- **WHAT THIS TASK INVOLVES**
A word-for-word copy of the entries below is required.

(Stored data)
****************************************
PR #6083, opened 2025-11-01
Fixes for build functionality post auto-migration

ajaychandran:
Follow up to #5428 that adds several enhancements and fixes to enable build functionality.
- Set `mill-jvm-version` to `system`.
- Added support for converting BOM modules.
- Added mappings for `depManagement`, `sourcesFolders`, `sources`, `resources`, test `forkArgs`.
- Added base trait for test modules in generated base module.
- Added workaround for running Junit5 tests.
- Added mapping for Gradle dependency version range.
- Fixed Maven inter-test-module deps.
- Added support for non-cross-platform SBT modules that share the same base directory.

**Summary of code changes**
****************************************
- **EXPECTED ANSWER**
PR #6083, opened 2025-11-01
Fixes for build functionality post auto-migration

ajaychandran:
Follow up to #5428 that adds several enhancements and fixes to enable build functionality.
- Set `mill-jvm-version` to `system`.
- Added support for converting BOM modules.
- Added mappings for `depManagement`, `sourcesFolders`, `sources`, `resources`, test `forkArgs`.
- Added base trait for test modules in generated base module.
- Added workaround for running Junit5 tests.
- Added mapping for Gradle dependency version range.
- Fixed Maven inter-test-module deps.
- Added support for non-cross-platform SBT modules that share the same base directory.

**Summary of code changes**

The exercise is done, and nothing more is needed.